The correlogram looks promising, so the next step is to run the Ljung-Box test and confirm that we have a good model fit:

`> Box.test(resid(spfinal.arima), lag=20, type="Ljung-Box")`

```
Box-Ljung test
data: resid(spfinal.arima)
X-squared = 13.6037, df = 20, p-value = 0.85
```

Since the p-value is greater than 0.05 we have evidence of a good model fit.

Why is it that in the previous article our Ljung-Box test for the S&P500 showed that the ARMA(3,3) was a *poor* fit for the daily log returns?

Notice that I deliberately truncated the S&P500 data to start from 2013 onwards in this article, which conveniently excludes the volatile periods around 2007-2008. Hence we have excluded a large portion of the S&P500 where we had excessive volatility clustering. This impacts the serial correlation of the series and hence has the effect of making the series seem "more stationary" than it has been in the past.

This is a *very important* point. When analysing time series we need to be extremely careful of conditionally heteroscedastic series, such as stock market indexes.

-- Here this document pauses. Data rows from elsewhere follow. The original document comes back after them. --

PR #1166, opened 2015-08-25
Implement grouping list of images by Id

### LINKED ISSUE #1164: "docker images" de-duplication
Just realized `docker images` swarm returns duplicates of the same images on multiple nodes (b/c image was fetched using `docker pull`). Looks like bad UX and we can probably remove duplicates from the list. Thoughts?

image

chanwit:
This PR attempts to fix #1164. Currently, `docker images` list every duplicated image on every node. This is very verbose when the cluster grows.

Although, it's understandable that keeping the Engine info for each image is necessary when calling `docker images --filter`.

This PR is trying to address both problems.

  * To make `docker images` less verbose, this PR introduces an inner `map[string]*cluster.Image` to group images by Id.
  * To keep `docker images --filter node=` work, this PR does grouping after the filter.
  * ~~In addition, Engine information for the grouped images are still kept in the struct and therefore accessible by `/images/json`. Will be useful when a client is able to process them in the future.~~

### DIFF
--- a/api/handlers.go
+++ b/api/handlers.go
@@ -123,8 +123,9 @@ func getImagesJSON(c *context, w http.ResponseWriter, r *http.Request) {
 	}
 
 	accepteds, _ := filters["node"]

In quantitative finance, trying to determine periods of differing volatility is often known as "regime detection". It is one of the harder tasks to achieve!

We'll discuss this point at length in the next article when we come to consider the ARCH and GARCH models.

Let's now plot a forecast for the next 25 days of the S&P500 daily log returns:

`> plot(forecast(spfinal.arima, h=25))`

**25-day forecast of S&P500 daily log returns**

Now that we have the ability to fit and forecast models such as ARIMA, we're very close to being able to create strategy indicators for trading.

## Next Steps

In the next article we are going to take a look at the Generalised Autoregressive Conditional Heteroscedasticity (GARCH) model and use it to explain more of the serial correlation in certain equities and equity index series.

Once we have discussed GARCH we will be in a position to combine it with the ARIMA model and create signal indicators and thus a basic quantitative trading strategy.